### Extracted data
PR #497, opened 2017-03-26
APEXCORE-654 fix update recovery window when delay part of group

bhupeshchawda:
Working on tests

### DIFF
--- a/engine/src/main/java/com/datatorrent/stram/StreamingContainerManager.java
+++ b/engine/src/main/java/com/datatorrent/stram/StreamingContainerManager.java
@@ -2082,6 +2082,8 @@ public class StreamingContainerManager implements PlanContext
     if (checkpointGroup.size() > 1) {
       for (OperatorMeta om : checkpointGroup) {
         Collection<PTOperator> operators = plan.getAllOperators(om);
+        Collection<PTOperator> unifiers = getUnifiersInCheckpointGroup(operators);
+        operators.addAll(unifiers);
         for (PTOperator groupOper : operators) {
           synchronized (groupOper.checkpoints) {
             commonCheckpoints.retainAll(groupOper.checkpoints);
@@ -2175,6 +2177,22 @@ public class StreamingContainerManager implements PlanContext
 
   }
 
+  private static Collection<PTOperator> getUnifiersInCheckpointGroup(Collection<PTOperator> operators)
+  {
+    Set<PTOperator> unifiers = Sets.newHashSet();
+    for (PTOperator op : operators) {
+      for (PTOperator.PTOutput out : op.getOutputs()) {
+        for (PTOperator.PTInput in : out.sinks) {
+          PTOperator target = in.target;
+          if (target.isUnifier()) {
+            unifiers.add(target);
+          }
+        }
+      }
+    }
+    return unifiers;
+  }
+
   public long windowIdToMillis(long windowId)
   {
     int widthMillis = plan.getLogicalPlan().getValue(LogicalPlan.STREAMING_WINDOW_SIZE_MILLIS);
@@ -2186,7 +2204,7 @@ public class StreamingContainerManager implements PlanContext
     return this.vars.windowStartMillis;
   }
 
-  private Map<OperatorMeta, Set<OperatorMeta>> getCheckpointGroups()
+  protected Map<OperatorMeta, Set<OperatorMeta>> getCheckpointGroups()
   {
     if (this.checkpointGroups == null) {
       this.checkpointGroups = new HashMap<>();
--- a/engine/src/test/java/com/datatorrent/stram/CheckpointTest.java
+++ b/engine/src/test/java/com/datatorrent/stram/CheckpointTest.java
@@ -39,6 +39,7 @@ import org.apache.hadoop.yarn.util.SystemClock;
 import com.google.common.collect.Maps;
 import com.google.common.collect.Sets;
 
+import com.datatorrent.api.Context;
 import com.datatorrent.api.DAG;
 import com.datatorrent.api.DAG.Locality;
 import com.datatorrent.api.DefaultOutputPort;
@@ -46,8 +47,10 @@ import com.datatorrent.api.InputOperator;
 import com.datatorrent.api.Operator;
 import com.datatorrent.api.annotation.OutputPortFieldAnnotation;
 import com.datatorrent.api.annotation.Stateless;
+import com.datatorrent.common.partitioner.StatelessPartitioner;
 import com.datatorrent.common.util.AsyncFSStorageAgent;
 import com.datatorrent.common.util.BaseOperator;
+import com.datatorrent.common.util.DefaultDelayOperator;
 import com.datatorrent.common.util.FSStorageAgent;
 import com.datatorrent.stram.MockContainer.MockOperatorStats;
 import com.datatorrent.stram.StreamingContainerManager.UpdateCheckpointsContext;
@@ -55,6 +58,7 @@ import com.datatorrent.stram.api.Checkpoint;
 import com.datatorrent.stram.api.StreamingContainerUmbilicalProtocol.OperatorHeartbeat.DeployState;
 import com.datatorrent.stram.engine.GenericTestOperator;
 import com.datatorrent.stram.engine.OperatorContext;
+import com.datatorrent.stram.engine.TestGeneratorInputOperator;
 import com.datatorrent.stram.plan.logical.LogicalPlan;
 import com.datatorrent.stram.plan.logical.LogicalPlan.OperatorMeta;
 import com.datatorrent.stram.plan.physical.PTContainer;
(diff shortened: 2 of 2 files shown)


engine/src/main/java/com/datatorrent/stram/StreamingContainerManager.java
```diff
@@ -2161,6 +2177,16 @@ public void updateRecoveryCheckpoints(PTOperator operator, UpdateCheckpointsCont
 
   }
 
+  private boolean isDelayPartOfGroup(Set<OperatorMeta> opers)
```
vrozov: static?

engine/src/main/java/com/datatorrent/stram/StreamingContainerManager.java
```diff
@@ -2068,6 +2068,22 @@ public void updateRecoveryCheckpoints(PTOperator operator, UpdateCheckpointsCont
     if (checkpointGroup.size() > 1) {
       for (OperatorMeta om : checkpointGroup) {
         Collection<PTOperator> operators = plan.getAllOperators(om);
+        // Include unifiers in group if delay operator is present
+        // Do only if group contains a delay operator
+        if (isDelayPartOfGroup(checkpointGroup)) {
```
vrozov: the outcome of the `isDelayPartOfGroup` does not seem to depend on `om`, why it is called inside the iteration? Was the intention to call it with operators?

engine/src/main/java/com/datatorrent/stram/StreamingContainerManager.java
```diff
@@ -2068,6 +2068,22 @@ public void updateRecoveryCheckpoints(PTOperator operator, UpdateCheckpointsCont
...
+          Set<PTOperator> unifiers = new HashSet<>();
```
vrozov: Why is `isDelayPartOfGroup` a separate method and this part is not?

vrozov (changes requested):

engine/src/main/java/com/datatorrent/stram/StreamingContainerManager.java
```diff
@@ -2068,6 +2068,22 @@ public void updateRecoveryCheckpoints(PTOperator operator, UpdateCheckpointsCont
     if (checkpointGroup.size() > 1) {
       for (OperatorMeta om : checkpointGroup) {
         Collection<PTOperator> operators = plan.getAllOperators(om);
+        // Include unifiers in group if delay operator is present
+        // Do only if group contains a delay operator
```
tweise: Why only when delay operator is present?

engine/src/main/java/com/datatorrent/stram/StreamingContainerManager.java
bhupeshchawda: Until this point, the contents of `operators` may be incorrect. If delay operator is present, likely any unifiers reachable from any of the `operators` need to be part of the group as well. In other words, if delay is part of the group, then  `operators` might change.

engine/src/main/java/com/datatorrent/stram/StreamingContainerManager.java
bhupeshchawda: True. I can put all the logic in a separate method and return a set of unifier operators which can be appended to `operators`. Will do that.

engine/src/main/java/com/datatorrent/stram/StreamingContainerManager.java
bhupeshchawda: I saw that when delay is part of the group, the unifiers create a separate checkpoint group even though the upstream and downstream operators are in the same group which seems to be incorrect. In other cases, each of the operators form a separate group and the problem does not arise in that case.

tweise: I think we should discuss why unifiers should not always be in the same group? Let's do that before getting into which code goes where.

bhupeshchawda: IMO if we have a dag like A -> B, where A is partitioned and A and B are in the same group, then the unifier should also be in the same group. Is this understanding correct?

tweise: Yes, I think that should be the case. The unifier belongs to the same logical operator.

bhupeshchawda:
Refactored code as per comments. Added unit test.

engine/src/main/java/com/datatorrent/stram/StreamingContainerManager.java
```diff
@@ -2174,6 +2178,33 @@ public void updateRecoveryCheckpoints(PTOperator operator, UpdateCheckpointsCont
...
+  {
+    boolean isDelayPartOfGroup = false;
+    for (OperatorMeta om : checkpointGroup) {
+      if (om.getOperator() instanceof Operator.DelayOperator) {
+        isDelayPartOfGroup = true;
+      }
+    }
+    // Include unifiers in group if delay operator is present
+    // Do only if group contains a delay operator
+    if (isDelayPartOfGroup) {
```
tweise: I thought the result of the discussion was to always include the unifiers. So there is no need to check for a delay operator.

bhupeshchawda: Sorry, I misunderstood your comment earlier. In absence of delay, what is the problem if unifier is part of a separate checkpoint group? This is what happens currently and seems to be working okay.

tweise: I think that when logical operators are grouped for checkpointing, then the associated unifiers should also be covered. I would consider that as an omission in the current code. Also, if we agree that this is how it should behave, you can remove the delay checking logic and simply always include unifiers.

engine/src/main/java/com/datatorrent/stram/StreamingContainerManager.java
```diff
@@ -2081,6 +2081,10 @@ public void updateRecoveryCheckpoints(PTOperator operator, UpdateCheckpointsCont
     if (checkpointGroup.size() > 1) {
       for (OperatorMeta om : checkpointGroup) {
         Collection<PTOperator> operators = plan.getAllOperators(om);
```
tweise, line 2084: This is supposed to return the unifiers also, why are they missing?

engine/src/main/java/com/datatorrent/stram/StreamingContainerManager.java
bhupeshchawda: Agreed. Updated the logic

engine/src/main/java/com/datatorrent/stram/StreamingContainerManager.java
bhupeshchawda: Yes, it seems like it should include unifiers as well.. let me look into it..

engine/src/main/java/com/datatorrent/stram/StreamingContainerManager.java
```diff
@@ -2082,6 +2082,10 @@ public void updateRecoveryCheckpoints(PTOperator operator, UpdateCheckpointsCont
...
+        Collection<PTOperator> unifiers = getUnifiersInCheckpointGroup(operators);
+        if (unifiers != null) {
```
tweise: How can this be null?

engine/src/main/java/com/datatorrent/stram/StreamingContainerManager.java
tweise: It would be good to understand that, since it would make the extra code to find unifiers here unnecessary. It is possible that this is a result of changing how single unifiers are mapped in the physical plan in an earlier release. If so we should check if getAllOperators needs to be modified.

bhupeshchawda: Seems like only cascading and sliding unifiers are returned. Even the documentation says that MxN unifiers will not be returned.
```
    /**
     * Return all partitions and unifiers, except MxN unifiers
     * @return
     */
    private Collection<PTOperator> getAllOperators()
    {
      Collection<PTOperator> c = new ArrayList<>(partitions.size() + 1);
      c.addAll(partitions);
      for (StreamMapping ug : outputStreams.values()) {
        ug.addTo(c);
      }
      return c;
    }
```

tweise: Yes, the documentation isn't correct though, this applies not just to a shuffle, but even to a single downstream operator (that was the change I referred to).

engine/src/main/java/com/datatorrent/stram/StreamingContainerManager.java
tweise: Remove the redundant null check.

engine/src/main/java/com/datatorrent/stram/StreamingContainerManager.java
```diff
@@ -2175,6 +2179,22 @@ public void updateRecoveryCheckpoints(PTOperator operator, UpdateCheckpointsCont
 
   }
 
+  private Collection<PTOperator> getUnifiersInCheckpointGroup(Collection<PTOperator> operators)
```
tweise: make the method static

engine/src/main/java/com/datatorrent/stram/StreamingContainerManager.java
bhupeshchawda: removed

engine/src/main/java/com/datatorrent/stram/StreamingContainerManager.java
bhupeshchawda: done

engine/src/test/java/com/datatorrent/stram/CheckpointTest.java
```diff
@@ -282,6 +286,57 @@ public void testUpdateRecoveryCheckpoint() throws Exception
...
+    GenericTestOperator o3 = dag.addOperator("o3", GenericTestOperator.class);
+    GenericTestOperator o4 = dag.addOperator("o4", GenericTestOperator.class);
+    DefaultDelayOperator d = dag.addOperator("d", DefaultDelayOperator.class);
+
+    dag.addStream("o1.output1", o1.outport, o2.inport1);
+    dag.addStream("o2.output1", o2.outport1, o3.inport1);
+    dag.addStream("o3.output1", o3.outport1, o4.inport1);
+    dag.addStream("o4.output1", o4.outport1, d.input);
+    dag.addStream("d.output", d.output, o2.inport2);
+    dag.setOperatorAttribute(o3, Context.OperatorContext.PARTITIONER, new StatelessPartitioner<Operator>(2));
```
vrozov, line 307: Please avoid explicit type argument.

bhupeshchawda: @vrozov will fix this in a new PR..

### Assigned task
Report every line containing the word "when" from the listing above.

### Exercise response
APEXCORE-654 fix update recovery window when delay part of group
tweise: Why only when delay operator is present?
bhupeshchawda: I saw that when delay is part of the group, the unifiers create a separate checkpoint group even though the upstream and downstream operators are in the same group which seems to be incorrect. In other cases, each of the operators form a separate group and the problem does not arise in that case.
tweise: I think that when logical operators are grouped for checkpointing, then the associated unifiers should also be covered. I would consider that as an omission in the current code. Also, if we agree that this is how it should behave, you can remove the delay checking logic and simply always include unifiers.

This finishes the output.